The concentration of lipophorin subspecies (HDLp and LDLp) changes can be considered to reflect the physiological state of the organism with respect to lipid metabolism.
[4] Furin is a member of the proprotein convertase family of subtilisin like serine endoproteases that is mainly active in the trans-Golgi network.
The core of a lipophorin particle typically consists of nonpolar lipids, such as diacylglycerols and hydrocarbons, surrounded by a layer of phospholipids, cholesterol, and apolipoproteins.
At the N-terminus of apoLp-I, followed by the amino acid sequence RQKR, similar to the other apolipophorin precursors known to date, in locust apoLp-II/I (3359 aa residues).
LDLp is derived from HDLp during periods of high lipid transport demand, such as flight or vitellogenesis, as it becomes enriched with diacylglycerol.
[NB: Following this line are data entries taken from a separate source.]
PR #1562, opened 2022-11-21
[Dev] Use path of lnk file when launching proram

VictoriousRaptor:
#1546 changed the behavior of launching .lnk programs. It directly launches the program pointed to. It wasn't intended. Got mislead by the varaible name.) which brings an issue. Start Menu shortcut of Discord can't be launched. This is because it acutally points to `blabla\Discord\Update.exe --processStart Discord.exe` and we don't parse the params. Fixed in this pr.

Known issue of program plugin (not related to this pr or 1546): can't distinguish different .lnk files pointing to the same target but with different params.

### DIFF
--- a/Plugins/Flow.Launcher.Plugin.Program/Programs/Win32.cs
+++ b/Plugins/Flow.Launcher.Plugin.Program/Programs/Win32.cs
@@ -220,8 +220,7 @@ namespace Flow.Launcher.Plugin.Program.Programs
             return Name;
         }
 
-        public static List<FileSystemWatcher> Watchers = new List<FileSystemWatcher>();
-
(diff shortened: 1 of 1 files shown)


jjw24:
>Known issue of program plugin (not related to this pr or 1546): can't distinguish different .lnk files pointing to the same target but with different params.

Could you please create an issue if not already done so.

jjw24 (approved):
👍

VictoriousRaptor:
> > Known issue of program plugin (not related to this pr or 1546): can't distinguish different .lnk files pointing to the same target but with different params.
> 
> Could you please create an issue if not already done so.

Already working on it. I will push the fix later.

jjw24:
Legend

PR #1567, opened 2022-11-24
Update wording

VictoriousRaptor:
Update wording.

### DIFF
--- a/Flow.Launcher.Core/Resource/Internationalization.cs
+++ b/Flow.Launcher.Core/Resource/Internationalization.cs
@@ -115,7 +115,11 @@ namespace Flow.Launcher.Core.Resource
             if (languageToSet != AvailableLanguages.Chinese && languageToSet != AvailableLanguages.Chinese_TW)
                 return false;
 
-            if (MessageBox.Show("Do you want to turn on search with Pinyin?", string.Empty, MessageBoxButton.YesNo) == MessageBoxResult.No)
+            // No other languages should show the following text so just make it hard-coded
+            // "Do you want to search with pinyin?"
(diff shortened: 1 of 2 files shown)


onesounds (approved):

Flow.Launcher.Core/Resource/Internationalization.cs
```diff
@@ -115,7 +115,11 @@ public bool PromptShouldUsePinyin(string languageCodeToSet)
             if (languageToSet != AvailableLanguages.Chinese && languageToSet != AvailableLanguages.Chinese_TW)
                 return false;
 
-            if (MessageBox.Show("Do you want to turn on search with Pinyin?", string.Empty, MessageBoxButton.YesNo) == MessageBoxResult.No)
+            // No other languages should show the following text so just make it hard-coded
+            // "Do you want to search with pinyin?"
+            string text = languageToSet == AvailableLanguages.Chinese ? "是否启用拼音搜索？" : "是否啓用拼音搜索？" ;
```
jjw24, line 120: This is going to show Chinese when someone is using non-chinese and accidentally click on the toggle or is this option is hidden unless Chinese lang is selected? Can't remember exactly. I still think it's better to put in xaml for consistency.

VictoriousRaptor: This only shows when someone select Chinese in settings. And this message pops up AFTER language change so technically only Chinese S/T is needed. I think there is no need to translate a string that will never be displayed in other languages.

onesounds:
memo :  I think this window should display both language in same time.
(For example, If US language user mistake click Chinese language, They can't understand what window open) I'll adjust the window next time.

PR #1581, opened 2022-11-28
Refactor UWP class in Program plugin

VictoriousRaptor:
## Changes

- Refator `UWP` and `UWP.Application`.
- Use WinRT API and mannually parse appmanifest.xml to get info of UWP Apps to avoid interops. (Thanks to PT Run and Wox)
- Use `ImageLoader` to load icons.
- Remove `ApplicationActivationHelper` interop.\
- Remove UWP icon background color.

## Tests

- [x] Apps should be correctly indexed.
- [x] Apps should be launched either elevated or unelevated correctly, base on user choice and `CanRunElevated` specified in manifest.
- [x] Icons should be shown correctly.
- [x] logging for exceptions while indexing apps.
- [x] Index performance is generally unaffected.
- [x] Different apps in the same package (like email and calendar) shows different if icons.

## Todos

- [x] Preview images (still require changes in Preview pr)
- [x] Clear unused code.


Flow.Launcher.Test/Plugins/ProgramTest.cs
```diff
@@ -8,23 +8,23 @@ namespace Flow.Launcher.Test.Plugins
     [TestFixture]
     public class ProgramTest
     {
-        [TestCase("Microsoft.WindowsCamera", "ms-resource:LensSDK/Resources/AppTitle", "ms-resource://Microsoft.WindowsCamera/LensSDK/Resources/AppTitle")]
```
jjw24, line 11: why is this entire class commented out?

Plugins/Flow.Launcher.Plugin.Program/Programs/UWP.cs
```diff
@@ -651,111 +577,112 @@ string TryToFindLogo(string uri, string path)
...
-                }
-                else
-                {
-                    // todo use windows theme as background
-                    return image;
-                }
-            }
-
+            #region logo legacy 
+            // preserve for potential future use
```
jjw24, line 597: what can we use this for in the future

Flow.Launcher.Test/Plugins/ProgramTest.cs
VictoriousRaptor: This test is for translating strings like `ms-resource://Microsoft.WindowsCamera/LensSDK/Resources/AppTitle` to the acutal title `Camera`, using interop. We retrieve titles from winrt api now so no longer needed.

Plugins/Flow.Launcher.Plugin.Program/Programs/UWP.cs
VictoriousRaptor: this part fills the background of the icon with background color in appmanifest.Technically background + color is the full icon that app developer want to show. onesounds removed it in preview pr. I move it here to avoid conflict. Still I feel like maybe we may need to look into it later so I just commented it.

jjw24: Ok sounds good

Flow.Launcher.Test/Plugins/ProgramTest.cs
jjw24: If not needed let's delete it?

VictoriousRaptor: deleted

jjw24 (approved):

PR #1600, opened 2022-12-06
[Dev] Refactor AddProgramSource dialog and bugfix

VictoriousRaptor:
## Changes
- Refactored logic of `AddProgramSource` dialog.
- For win32 and uwp `ProgramSource` (single programs disabled in results by users), Directory textbox is readonly and the Browse button is hidden. Users shouldn't change its location mannually since it's indexed by plugin, or it may lead to unexpected behavior.
图片

- Fixed an issue that editing dir of the selected ProgramSource causes the selected item of ProgramSource listview can't be unselected.
- Removed unnecessary `LocationConverter`.

## Tests

- [x] Directory textbox is readonly and the Browse button is hidden for uwp and win32. Custom sources are unaffected.
- [x] Can Enable/Disable Program Sources.
- [x] Can Edit Location of Program Sources.
- [x] Items can be unselected after editing directory.
- [x] Location and Enabled column in listview are displayed correctly, after editing.


Plugins/Flow.Launcher.Plugin.Program/ViewModels/AddProgramSourceViewModel.cs
```diff
@@ -0,0 +1,143 @@
...
+        {
+            Source = programSource;
+            enabled = Source.Enabled;
+            location = Source.Location;
+            AddBtnText = API.GetTranslation("flowlauncher_plugin_program_update");
+            IsCustomSource = Settings.ProgramSources.Any(x => x.UniqueIdentifier == Source.UniqueIdentifier);
+
+            this.PropertyChanged += (_, args) =>
+            {
+                switch (args.PropertyName)
```
taooceros, line 61: Well...I would suggest you modify the getter/setter instead...

Plugins/Flow.Launcher.Plugin.Program/ViewModels/AddProgramSourceViewModel.cs
```diff
@@ -0,0 +1,143 @@
...
+            else
+            {
+                var source = new ProgramSource(Location, Enabled);
+                Settings.ProgramSources.Insert(0, source);
+                ProgramSetting.ProgramSettingDisplayList.Add(source);
+                return (true, null);
+            }
+        }
+
+        public (bool, string) UpdateProgramSource()
```
taooceros, line 102: what do you think about using a Try style?
like `public bool TryUpdateProgramSource(out string newLocation)`

taooceros: Nevermind it seems like that style is used mostly when we expect to throw exception...

Plugins/Flow.Launcher.Plugin.Program/AddProgramSource.xaml.cs
```diff
@@ -55,51 +29,14 @@ private void BtnCancel_OnClick(object sender, RoutedEventArgs e)
 
         private void BtnAdd_OnClick(object sender, RoutedEventArgs e)
         {
-            string path = Directory.Text;
-            bool modified = false;
-            if (!System.IO.Directory.Exists(path))
+            var status = ViewModel.AddOrUpdate();
+            bool modified = status.Item1;
+            string msg = status.Item2;
```
taooceros, line 34: Let's use the auto destructor

jjw24:
I noticed:

1. The Program Source window does not show the path selecting the path from the browse button.
2. Double clicking on the headers 'Name', 'Status' or 'Location' brings up the 'Please select a program source' message window.

taooceros (dismissed):

taooceros:
Sorry I think @jjw24 is right...Let's address those problem

taooceros:
I fix the first one. The second one may require quite a bit refactor to fit more mvvm scheme.

jjw24 (approved):

Issue #1584, opened 2022-11-28
BUG: Win+R still call the system "run" out


Darkluna999:
### Checks

- [x] I have checked that this issue has not already been reported.

### Problem Description

1. Sometimes after I input `Win+R` it will have a short flash of Flow Launcher then the window of system `run` will come out.
2. And will you supply an option of `windows terminal` to run the code? powershell is not beautiful.

### Flow Launcher Version

v1.9.5

### Windows Build Number
dev Bulid 25247

Newedge-Isaiah:
Here’s a workaround:

1. Open the Registry Editor (regedit)
2. Navigate to: “HKEY_CURRENT_USER\Software\Microsoft\Windows\CurrentVersion\Explorer\Advanced”

4. Right click on the Advanced folder on the left pane and select New -> String Value
5. Name it “DisabledHotkeys”
6. Set its value to “R”. This will disable the default Windows Key + R shortcut that launches Windows Run.

onesounds:
Reproducable. No problem with the old version. I think the code related to the shortcut has changed.
This issue needs to be fixed. @taooceros @jjw24 

related https://github.com/Flow-Launcher/Flow.Launcher/issues/1242

Darkluna999:
> 

sorry, it does not work, and I think it need be fixed by the developing of this software but not in the regedit

Darkluna999:
> Here’s a workaround:
> 
> 1. Open the Registry Editor (regedit)
> 2. Navigate to: “HKEY_CURRENT_USER\Software\Microsoft\Windows\CurrentVersion\Explorer\Advanced”
> 3. Right click on the Advanced folder on the left pane and select New -> String Value
> 4. Name it “DisabledHotkeys”
> 5. Set its value to “R”. This will disable the default Windows Key + R shortcut that launches Windows Run.

sorry, it does not work, and I think it need be fixed by the developing of this software but not in the regedit

Newedge-Isaiah:
> > Here’s a workaround:
> > 
> > 1. Open the Registry Editor (regedit)
> > 2. Navigate to: “HKEY_CURRENT_USER\Software\Microsoft\Windows\CurrentVersion\Explorer\Advanced”
> > 3. Right click on the Advanced folder on the left pane and select New -> String Value
> > 4. Name it “DisabledHotkeys”
> > 5. Set its value to “R”. This will disable the default Windows Key + R shortcut that launches Windows Run.
> 
[...]

PR #1606, opened 2022-12-08
[Dev] Fix shell win+r too slow to appear/does not appear when triggered 

taooceros:
Shell plugin delegate of win+r is too slow to be a valid hook when triggered (we should largely adjust that part of code later), this pr add a Task.Run to run the slow part.

Also the Show method is not safe when triggered by threadpool, so the temporary fix is to wrap a Dispatcher.Invoke around it.

Also potentially fix sound effect sometimes disappear due to threadpool thread execute show method.

Test
- [x] win+r works
- [x] The window is at the right position
- [x] Sound effect preserved

To reproduce an exception for the sound effect
1. Use a Task.Run wrap a `IPublicAPI.ShowMainWindow()`
2. Then you may notice that the sound disappear or an exception throw without the fix

Close https://github.com/Flow-Launcher/Flow.Launcher/issues/1584


taooceros:
@gissehel may you give this pr a test? I think we may not need the dispatcher priority if execute everything in the main thread.

PR #1677, opened 2022-12-18
Search delay

taooceros:


Flow.Launcher/ViewModel/MainViewModel.cs
```diff
@@ -689,19 +679,16 @@ private async void QueryResults()
...
-                false => QueryTask(plugin),
-                true => Task.CompletedTask
-            }).ToArray();
-
-
             try
             {
-                // Check the code, WhenAll will translate all type of IEnumerable or Collection to Array, so make an array at first
-                await Task.WhenAll(tasks);
+                await Parallel.ForEachAsync(plugins, currentCancellationToken,
```
taooceros, line 684: This is for a better concurrency so we don't really need to do a context switch

jjw24:
> If delay is defined in the plug-in, the plug-in delay is applied.

Is this tested?

taooceros:
> > If delay is defined in the plug-in, the plug-in delay is applied.
> 
> Is this tested?

I test it

Flow.Launcher/ViewModel/MainViewModel.cs
```diff
@@ -770,19 +760,16 @@ private async void QueryResults()
...
+                    async (pair, token) =>
+                    {
+                        await Task.Delay(pair.Metadata.SearchDelay ?? Settings.SearchDelay, token);
+                        if (pair.Metadata.Disabled)
+                            return;
+                        await QueryTask(pair, token);
```
VictoriousRaptor, line 771: Should we check `pair.Metadata.Disabled` before delay?

taooceros: I agree we should, Though I don't think it's a really big deal.

jjw24:
I am running into issue with this sort of result: 

image

Is it possible to have no delay?

jjw24:
Correct me if I am wrong PRD has no query delay at all right?

taooceros:
> I am running into issue with this sort of result on the default delay:
> 
> image
> 
> Is it possible to have no delay?

I don't think this makes sense. How fast do you type?

taooceros:
> Another one I am finding is using the default delay if you type `dddddddddddddddddddddddddddd` then delete it one by one, the trailing query suggestion text makes it feel really slow, like there is a bit of lag almost. On a prd release the trailing query suggestion text is removed a lot faster.

could you try run without debugger? the debugger makes thing much slower

Flow.Launcher/ViewModel/MainViewModel.cs
```diff
@@ -738,36 +783,36 @@ private async void QueryResults()
...
                     {
-                        await Task.Delay(pair.Metadata.SearchDelay ?? Settings.SearchDelay, token);
-                        if (pair.Metadata.Disabled)
+                        if(token.IsCancellationRequested)
+                            return;
+
+                        await Task.Delay(pair.Metadata.SearchDelay
+                                         ?? (string.IsNullOrEmpty(query.ActionKeyword)
+                                             ? Settings.GlobalSearchDelay
+                                             : 0));
```
VictoriousRaptor, line 811: Is it possible for plugins to notify that should use user specified delay value?

VictoriousRaptor: nvm

VictoriousRaptor: And why use delay only for global searches?

VictoriousRaptor:
Should we delay when typing the FIRST character?

taooceros:
you mean this?
image

taooceros:
What about removing the autosuggestion whenever query change?

taooceros:
> Should we delay when typing the FIRST character?

huh maybe not

Jack251970:
Closed for #1677.

Issue #1678, opened 2022-12-18
Enhance the 'Clock' feature to show seconds in the time.


z1nc0r3:
**Is your feature request related to a problem? Please describe.**

- There is no certain way to view seconds in Windows 11 clock.

**Describe the solution you'd like**

- Since there is a new feature called 'Clock' in the launcher, it'll be good to add an enhancement to show seconds also. Just add the hh:mm:ss format to the list.

**Describe alternatives you've considered**

- No, alternatives.

**Additional context**

- No additional context.

onesounds:
We can add seconds, but there may be some little memory problems. (It won't be a big problem.) It's not a feature with many users, so I'll just add the format hh:mm:ss.

PR #1680, opened 2022-12-18
Add "hh:mm:ss tt" to clock formats.

z1nc0r3:
#1678 Added hh:mm:ss tt to the clock formats to show seconds in the clock.

### DIFF
--- a/Flow.Launcher/ViewModel/SettingWindowViewModel.cs
+++ b/Flow.Launcher/ViewModel/SettingWindowViewModel.cs
@@ -479,7 +479,7 @@ namespace Flow.Launcher.ViewModel
             "h:mm tt",
             "hh:mm tt",
             "hh:mm:ss tt",
-            "HH:mm:ss tt"
+            "HH:mm:ss"
         };
 
         public List<string> DateFormatList { get; } = new()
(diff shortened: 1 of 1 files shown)


jjw24 (commented):
Hi there, thanks for the pr.

As @onesounds mentioned, there maybe a slight impact on memory, could you please test how much impact there will be. This can be showing a screenshot of before and after using this format.

We will also make it clear to users that this may impact memory. @onesounds what's the best way to do this? Tooltip or warnin text etc?

jjw24 (changes requested):
See comments please.

onesounds:
I'll test and then if there are lot memory using, I'll add description part.(aka tooltip)

onesounds:
I have confirmed that resource usage does not increase in particular.
I think it would be okay not to add an explanation.

VictoriousRaptor (approved):

jjw24:
Haven't had a chance to take a look, will do so soon

z1nc0r3 (commented):
`hh:mm:ss tt` and `HH:mm:ss tt` are not the same.

VictoriousRaptor:
> `hh:mm:ss tt` and `HH:mm:ss tt` are not the same.

I know, but tt in `HH:mm:ss tt` is redundant.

Lipophorin is the main carrier of different lipids, such as diacylglycerol (DAG), hydrocarbons, phospholipids, and sterols, into insect hemolymph (blood).
Lipophorin is also necessary for cholesterol transport and performs functions similar to HDL in humans, such as membrane synthesis and hormone production.
During vitellogenesis, lipophorin transports lipids like diacylglycerol (DAG) from the fat body to the ovaries, where they are used for yolk formation in developing oocytes.
Acting as a reusable shuttle, it interacts with ovarian receptors to deliver lipids essential for vitellogenin synthesis and lipid-rich yolk deposition.